AI is the perfect tool for this task, but LLMs alone aren't capable of doing this. It took us multiple algorithms working together to read all the tables, equations, footnotes, etc. Now we've extracted the information from over 10M datasheets, and created a parts database that you can search across using natural language.

We're actually planning to hit Show Hacker News this week or next, just ironing out a few details first!


Pardon, but am I not seeing what you are seeing? I tried many searches and they all failed abysmally. Even basic queries like a regulator type of certain output - both the type and output could be wrong. Not sure how it's ready to launch.

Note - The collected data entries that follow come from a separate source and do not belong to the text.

PR #818, opened 2018-03-13
Support a custom host for health server

renan:
Instead of forcing to listen on all interfaces we should give the possibility for the user to make the health server listen on a specific host/IP.

[Felix component](https://github.com/projectcalico/felix/blob/master/felix.go) should also be updated to support this flag.

## Todos
- ~[ ] Tests~
- [ ] Documentation
- [ ] Release note

### DIFF
--- a/lib/health/health.go
+++ b/lib/health/health.go
@@ -164,21 +164,25 @@ const (
 	StatusBad = 503
 )
 
-// ServeHTTP publishes the current overall liveness and readiness at http://*:PORT/liveness and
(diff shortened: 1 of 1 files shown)


renan:
This appears to have no tests tho, and my limited knowledge of Golang prevents me from writing an integration test for it :/

neiljerram:
@renan Yes, you're off the hook there, because we don't yet have any test for ServeHTTP at all. (I think I have a TODO for it somewhere.)

PR #835, opened 2018-03-30
Support watching a single node

caseydavenport:
## Description

Fixes https://github.com/projectcalico/calico/issues/1739

## Todos
- [ ] Tests
- [ ] Documentation
- [ ] Release note

## Release Note

```release-note
None required
```

### DIFF
--- a/lib/backend/k8s/k8s_test.go
+++ b/lib/backend/k8s/k8s_test.go
@@ -1769,3 +1769,65 @@ var _ = Describe("Test Syncer API for Kubernetes backend", func() {
 		})
 	})
 })
+
+var _ = Describe("Test Watch support", func() {
+	var (
+		c   *KubeClient
+		ctx context.Context
+	)
+
+	BeforeEach(func() {
+		// Create a client
+		cfg := apiconfig.CalicoAPIConfigSpec{KubeConfig: apiconfig.KubeConfig{K8sAPIEndpoint: "http://localhost:8080"}}
+		client, err := NewKubeClient(&cfg)
+		Expect(err).NotTo(HaveOccurred())
+		c = client.(*KubeClient)
+
+		ctx = context.Background()
+	})
+
+	It("Should support watching Nodes", func() {
+		By("Watching a single node", func() {
+			name := "127.0.0.1" // Node created by test/mock-node.yaml
+			watch, err := c.Watch(ctx, model.ResourceListOptions{Name: name, Kind: apiv3.KindNode}, "")
+			Expect(err).NotTo(HaveOccurred())
+
+			// We should get at least one event from the watch.
+			var receivedEvent bool
+			for i := 0; i < 10; i++ {
+				select {
+				case e := <-watch.ResultChan():
+					// Got an event. Check it's OK.
+					Expect(e.Error).NotTo(HaveOccurred())
+					Expect(e.Type).To(Equal(api.WatchAdded))
+					receivedEvent = true
+					break
+				default:
+					time.Sleep(50 * time.Millisecond)
+				}
+			}
+			Expect(receivedEvent).To(BeTrue(), "Did not receive watch event")
+		})
+
+		By("Watching all nodes", func() {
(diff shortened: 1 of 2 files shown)


shafay2000:
Thanks Casey!

lib/backend/k8s/resources/node.go
```diff
@@ -160,11 +160,16 @@ func (c *nodeClient) EnsureInitialized() error {
...
 func (c *nodeClient) Watch(ctx context.Context, list model.ListInterface, revision string) (api.WatchInterface, error) {
-	if len(list.(model.ResourceListOptions).Name) != 0 {
-		return nil, fmt.Errorf("cannot watch specific resource instance: %s", list.(model.ResourceListOptions).Name)
+	// Build watch options to pass to k8s.
+	opts := metav1.ListOptions{ResourceVersion: revision, Watch: true}
+	name := list.(model.ResourceListOptions).Name
+	if len(name) != 0 {
+		// We've been asked to watch a specific node resource.
+		log.WithField("name", name).Debug("Watching a single node")
+		opts.FieldSelector = fields.OneTermEqualSelector("metadata.name", name).String()
```
robbrockbank: hopefully a quick question.  Does the API server handle this field selector explicitly by constructing the correct watch path for etcdv3, or does this actually end up watching everything, but filter out all other nodes at the API server?

caseydavenport: I don't know the apiserver code super well, but my quick read of it led me to believe that it watches just this one specific object. It seems aware that we've requested a watch on the name of the resource, and has special case code for that.

Even if it internally watched all keys and filtered, that would still be nicer than re-querying every 5 seconds.

caseydavenport: https://github.com/kubernetes/apiserver/blob/release-1.9/pkg/registry/generic/registry/store.go#L1152-L1177

lib/backend/k8s/resources/node.go
```diff
@@ -160,11 +160,16 @@ func (c *nodeClient) EnsureInitialized() error {
 }
 
 func (c *nodeClient) Watch(ctx context.Context, list model.ListInterface, revision string) (api.WatchInterface, error) {
-	if len(list.(model.ResourceListOptions).Name) != 0 {
-		return nil, fmt.Errorf("cannot watch specific resource instance: %s", list.(model.ResourceListOptions).Name)
+	// Build watch options to pass to k8s.
+	opts := metav1.ListOptions{ResourceVersion: revision, Watch: true}
+	name := list.(model.ResourceListOptions).Name
```
tmjd: I see that we didn't check before but should we check that this conversion works?

lib/backend/k8s/k8s_test.go
```diff
@@ -1769,3 +1769,65 @@ var _ = Describe("Test Syncer API for Kubernetes backend", func() {
...
+
+	It("Should support watching Nodes", func() {
+		By("Watching a single node", func() {
+			name := "127.0.0.1" // Node created by test/mock-node.yaml
+			watch, err := c.Watch(ctx, model.ResourceListOptions{Name: name, Kind: apiv3.KindNode}, "")
+			Expect(err).NotTo(HaveOccurred())
+
+			// We should get at least one event from the watch.
+			var receivedEvent bool
+			for i := 0; i < 10; i++ {
```
tmjd: Should we make a change to the resource and see that we get that in the test, to make sure that the watch is setup correctly?

lib/backend/k8s/resources/node.go
caseydavenport: Yes, I suppose that is safest.

lib/backend/k8s/k8s_test.go
caseydavenport: I think this is enough to verify the watch is correct - we verify that we get at least one non-error event.

tmjd:
Closing and reopening to see if that makes license/cia happy.

PR #836, opened 2018-03-30
Remove feature flag check for service accounts.

saumoh:
## Description
Remove the alpha feature flag for service account rules.
Added UT's to cover the case for the default service account per namespace.

### DIFF
--- a/lib/backend/k8s/conversion/conversion.go
+++ b/lib/backend/k8s/conversion/conversion.go
@@ -46,10 +46,7 @@ const (
 )
 
 //TODO: make this private and expose a public conversion interface instead
-type Converter struct {
-	// AlphaSA set to true if the alpha feature for serviceaccounts is enabled.
-	AlphaSA bool
-}
+type Converter struct{}
 
 // VethNameForWorkload returns a deterministic veth name
 // for the given Kubernetes workload (WEP) name and namespace.
@@ -183,7 +180,7 @@ func (c Converter) PodToWorkloadEndpoint(pod *kapiv1.Pod) (*model.KVPair, error)
 	profiles = append(profiles, NamespaceProfileNamePrefix+pod.Namespace)
 
 	// Pull out the Serviceaccount based profile off the pod SA and namespace
-	if c.AlphaSA && pod.Spec.ServiceAccountName != "" {
+	if pod.Spec.ServiceAccountName != "" {
 		profiles = append(profiles, serviceAccountNameToProfileName(pod.Spec.ServiceAccountName, pod.Namespace))
 	}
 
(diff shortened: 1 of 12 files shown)


lib/backend/k8s/conversion/conversion.go
```diff
@@ -700,12 +693,9 @@ func (c Converter) SplitProfileRevision(rev string) (nsRev string, saRev string,
 		return
 	}
 
-	if c.AlphaSA == false {
-		nsRev = rev
-		return
-	}
-
 	revs := strings.Split(rev, "/")
+	// TODO(saumoh): Ask @casey: Should this be an error? or should we return nsRev, ""
```
caseydavenport: I think this is fine, since it's always passed a value as created by `JoinProfileRevisions`, which means it will always have length 2.

lib/backend/k8s/resources/profile.go
```diff
@@ -129,15 +127,11 @@ func (c *profileClient) Get(ctx context.Context, key model.Key, revision string)
 	if err != nil {
 		return nil, err
 	}
-
+	//TODO(saumoh): Convert to switch
```
caseydavenport: Planning on doing this in this PR?

lib/backend/syncersv1/updateprocessors/rules_test.go
```diff
@@ -60,10 +59,6 @@ var _ = Describe("Test the Rules Conversion Functions", func() {
 				NotNets:     []string{"192.168.40.1/32"},
 				NotSelector: "has(label1)",
 				NotPorts:    []numorstring.Port{port443},
-				ServiceAccounts: &apiv3.ServiceAccountMatch{
```
caseydavenport: Why'd you drop this bit (and the part below)?

lib/backend/k8s/resources/profile.go
saumoh: arg. yes!

lib/backend/syncersv1/updateprocessors/rules_test.go
saumoh: The service accounts pieces affected the selectors now but did not add much to this specific test cases here. Hence I took them out of here.
The impact of service accounts on the selector is explicitly captured in the UT [here](https://github.com/colabsaumoh/libcalico-go/blob/0aecad65e5dc40bb786d4ea3668f8491e8e6683e/lib/backend/syncersv1/updateprocessors/rules_test.go#L372) and [here](https://github.com/colabsaumoh/libcalico-go/blob/0aecad65e5dc40bb786d4ea3668f8491e8e6683e/lib/backend/syncersv1/updateprocessors/rules_test.go#L445)

lib/backend/k8s/resources/profile.go
```diff
@@ -130,15 +128,15 @@ func (c *profileClient) Get(ctx context.Context, key model.Key, revision string)
 		return nil, err
 	}
 
-	if strings.HasPrefix(rk.Name, conversion.NamespaceProfileNamePrefix) {
-		return c.getNamespace(ctx, rk, nsRev)
-	}
-
-	if c.AlphaSA == false {
-		return nil, fmt.Errorf("Revision %s invalid", revision)
+	prefixs := strings.SplitAfterN(rk.Name, ".", 2)
```
caseydavenport: I think this should technically be called "splits" or something like that.

PR #839, opened 2018-04-04
Remove feature flag for http and remove feature flag validation

saumoh:
## Description
- Remove feature flag check for http,
- Remove the feature flag validation code as this is no longer used,
- Remove the feature flag in the apiconfig spec.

Thank you, this looks very useful; I've tried it a few hours ago and it was not returning results (or it was taking a very long time to load) but will try again next week. Good luck with your launch.


Damn, yeah, we added the ability for the AI to set filters based on the input over the weekend and it has definitely slowed things down. We've got a rust script thats going out today to speed things up and add more functionality (like giving you the count of parts that each value in a filter is associated with), that should speed things up pretty dramatically....

Thanks for the try though, we'll definitely be improving this dramatically over the next few weeks!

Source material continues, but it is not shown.